◆ **WORK INSTRUCTION**
Please find every line in the entries below that contains the string "scripts", and copy it.

Collected data entries:
------------

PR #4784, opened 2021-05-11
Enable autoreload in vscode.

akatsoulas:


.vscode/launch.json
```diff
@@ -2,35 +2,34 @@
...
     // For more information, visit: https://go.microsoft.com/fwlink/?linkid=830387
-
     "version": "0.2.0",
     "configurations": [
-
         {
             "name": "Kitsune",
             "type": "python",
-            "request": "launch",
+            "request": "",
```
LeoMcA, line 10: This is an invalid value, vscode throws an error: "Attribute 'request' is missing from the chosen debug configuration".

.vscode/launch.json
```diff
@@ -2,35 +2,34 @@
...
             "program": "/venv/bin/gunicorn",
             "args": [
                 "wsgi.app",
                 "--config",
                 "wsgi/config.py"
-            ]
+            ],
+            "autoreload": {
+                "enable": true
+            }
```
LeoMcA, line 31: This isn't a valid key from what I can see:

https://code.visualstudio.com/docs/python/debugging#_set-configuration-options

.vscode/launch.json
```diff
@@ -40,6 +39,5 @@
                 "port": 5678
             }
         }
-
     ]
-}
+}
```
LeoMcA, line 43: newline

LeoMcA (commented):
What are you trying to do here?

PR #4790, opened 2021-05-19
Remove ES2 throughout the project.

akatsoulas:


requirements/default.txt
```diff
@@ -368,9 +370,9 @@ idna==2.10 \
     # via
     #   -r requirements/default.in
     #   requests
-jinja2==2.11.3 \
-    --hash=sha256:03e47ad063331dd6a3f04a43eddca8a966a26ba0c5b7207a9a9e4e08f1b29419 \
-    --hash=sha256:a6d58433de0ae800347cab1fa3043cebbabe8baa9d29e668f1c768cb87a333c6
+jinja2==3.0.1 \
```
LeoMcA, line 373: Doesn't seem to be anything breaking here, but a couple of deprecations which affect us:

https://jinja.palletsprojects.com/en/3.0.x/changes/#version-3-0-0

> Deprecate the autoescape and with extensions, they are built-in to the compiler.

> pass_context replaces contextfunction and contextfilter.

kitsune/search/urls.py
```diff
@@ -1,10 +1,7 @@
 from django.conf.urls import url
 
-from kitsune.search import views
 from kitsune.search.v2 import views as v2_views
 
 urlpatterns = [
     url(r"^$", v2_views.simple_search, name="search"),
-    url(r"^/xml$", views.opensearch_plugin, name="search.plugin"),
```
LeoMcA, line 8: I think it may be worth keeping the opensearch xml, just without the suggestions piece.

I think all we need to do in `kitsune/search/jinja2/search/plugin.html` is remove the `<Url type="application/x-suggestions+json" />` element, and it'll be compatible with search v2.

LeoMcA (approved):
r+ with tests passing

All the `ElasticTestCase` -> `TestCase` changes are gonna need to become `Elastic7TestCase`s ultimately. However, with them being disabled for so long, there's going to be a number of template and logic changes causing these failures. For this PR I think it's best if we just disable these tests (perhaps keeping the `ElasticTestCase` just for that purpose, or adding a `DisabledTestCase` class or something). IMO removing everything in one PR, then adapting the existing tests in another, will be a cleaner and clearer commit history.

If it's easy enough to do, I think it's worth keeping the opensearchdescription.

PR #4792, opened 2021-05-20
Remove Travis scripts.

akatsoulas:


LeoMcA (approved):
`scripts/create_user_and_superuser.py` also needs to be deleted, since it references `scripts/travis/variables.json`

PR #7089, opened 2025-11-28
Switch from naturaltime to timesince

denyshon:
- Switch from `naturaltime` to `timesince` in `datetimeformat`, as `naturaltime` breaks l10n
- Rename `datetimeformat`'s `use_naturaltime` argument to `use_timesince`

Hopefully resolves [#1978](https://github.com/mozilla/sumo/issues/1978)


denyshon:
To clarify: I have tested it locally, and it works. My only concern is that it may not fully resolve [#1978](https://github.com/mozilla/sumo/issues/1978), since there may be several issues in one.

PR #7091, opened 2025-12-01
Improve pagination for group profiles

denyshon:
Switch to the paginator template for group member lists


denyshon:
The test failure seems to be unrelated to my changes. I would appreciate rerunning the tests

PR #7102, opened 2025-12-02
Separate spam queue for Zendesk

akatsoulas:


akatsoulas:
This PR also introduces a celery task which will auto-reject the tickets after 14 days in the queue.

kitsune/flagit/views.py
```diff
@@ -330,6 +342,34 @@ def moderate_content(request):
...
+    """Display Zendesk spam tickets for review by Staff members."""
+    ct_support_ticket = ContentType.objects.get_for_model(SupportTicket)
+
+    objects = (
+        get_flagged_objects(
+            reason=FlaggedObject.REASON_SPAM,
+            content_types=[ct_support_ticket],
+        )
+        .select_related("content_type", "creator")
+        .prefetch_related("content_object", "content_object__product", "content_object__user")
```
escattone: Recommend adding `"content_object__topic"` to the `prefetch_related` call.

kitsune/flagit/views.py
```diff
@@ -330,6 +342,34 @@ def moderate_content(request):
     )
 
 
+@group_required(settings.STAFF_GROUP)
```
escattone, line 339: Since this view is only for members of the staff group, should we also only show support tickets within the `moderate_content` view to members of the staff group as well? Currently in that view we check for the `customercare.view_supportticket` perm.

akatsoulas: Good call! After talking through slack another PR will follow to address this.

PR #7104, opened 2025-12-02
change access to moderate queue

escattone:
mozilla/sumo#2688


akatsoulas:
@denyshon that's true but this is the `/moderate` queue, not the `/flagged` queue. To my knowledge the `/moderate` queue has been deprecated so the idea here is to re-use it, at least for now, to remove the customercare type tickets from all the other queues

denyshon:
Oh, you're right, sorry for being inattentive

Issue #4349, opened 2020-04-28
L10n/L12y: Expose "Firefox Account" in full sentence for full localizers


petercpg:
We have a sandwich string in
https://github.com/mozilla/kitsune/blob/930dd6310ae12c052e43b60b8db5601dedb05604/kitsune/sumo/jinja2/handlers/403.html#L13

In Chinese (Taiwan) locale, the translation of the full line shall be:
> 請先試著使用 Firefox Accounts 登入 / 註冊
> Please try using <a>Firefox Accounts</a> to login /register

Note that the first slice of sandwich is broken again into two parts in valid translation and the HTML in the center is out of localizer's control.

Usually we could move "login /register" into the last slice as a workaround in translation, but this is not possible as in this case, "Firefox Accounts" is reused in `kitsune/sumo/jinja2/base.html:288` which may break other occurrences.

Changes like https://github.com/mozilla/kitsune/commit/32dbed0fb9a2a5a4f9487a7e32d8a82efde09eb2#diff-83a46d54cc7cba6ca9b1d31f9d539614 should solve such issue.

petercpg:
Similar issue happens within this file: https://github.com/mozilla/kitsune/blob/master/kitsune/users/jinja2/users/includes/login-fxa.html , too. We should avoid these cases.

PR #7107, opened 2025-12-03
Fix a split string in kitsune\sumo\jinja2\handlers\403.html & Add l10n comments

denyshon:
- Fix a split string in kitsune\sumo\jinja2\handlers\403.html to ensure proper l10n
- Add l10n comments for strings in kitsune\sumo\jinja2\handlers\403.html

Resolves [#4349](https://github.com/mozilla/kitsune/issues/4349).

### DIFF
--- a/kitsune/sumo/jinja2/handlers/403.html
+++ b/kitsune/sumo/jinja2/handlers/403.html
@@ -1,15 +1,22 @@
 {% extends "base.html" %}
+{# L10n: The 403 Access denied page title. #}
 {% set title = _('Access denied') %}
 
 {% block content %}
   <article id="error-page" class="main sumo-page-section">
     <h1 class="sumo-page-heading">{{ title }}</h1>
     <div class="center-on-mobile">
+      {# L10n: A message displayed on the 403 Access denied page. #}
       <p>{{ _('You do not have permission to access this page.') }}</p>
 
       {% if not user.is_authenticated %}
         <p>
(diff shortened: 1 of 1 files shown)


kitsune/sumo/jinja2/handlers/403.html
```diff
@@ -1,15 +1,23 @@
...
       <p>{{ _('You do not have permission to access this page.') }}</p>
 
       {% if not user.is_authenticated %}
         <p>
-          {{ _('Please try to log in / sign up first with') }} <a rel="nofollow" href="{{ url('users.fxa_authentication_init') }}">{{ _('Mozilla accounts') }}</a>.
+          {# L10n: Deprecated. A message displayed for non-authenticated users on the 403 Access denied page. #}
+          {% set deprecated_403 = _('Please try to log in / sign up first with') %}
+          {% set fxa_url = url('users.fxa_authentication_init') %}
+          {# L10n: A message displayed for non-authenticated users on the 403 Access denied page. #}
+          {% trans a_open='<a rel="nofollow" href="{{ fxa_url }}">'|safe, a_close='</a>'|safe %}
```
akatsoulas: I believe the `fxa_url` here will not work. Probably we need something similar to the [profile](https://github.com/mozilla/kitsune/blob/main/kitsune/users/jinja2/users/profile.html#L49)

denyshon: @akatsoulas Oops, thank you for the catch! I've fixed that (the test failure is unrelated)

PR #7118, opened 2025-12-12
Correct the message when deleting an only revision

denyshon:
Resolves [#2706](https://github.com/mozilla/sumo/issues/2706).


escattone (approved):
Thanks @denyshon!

------------

◆ **SOLUTION TO THIS EXERCISE**
Remove Travis scripts.
`scripts/create_user_and_superuser.py` also needs to be deleted, since it references `scripts/travis/variables.json`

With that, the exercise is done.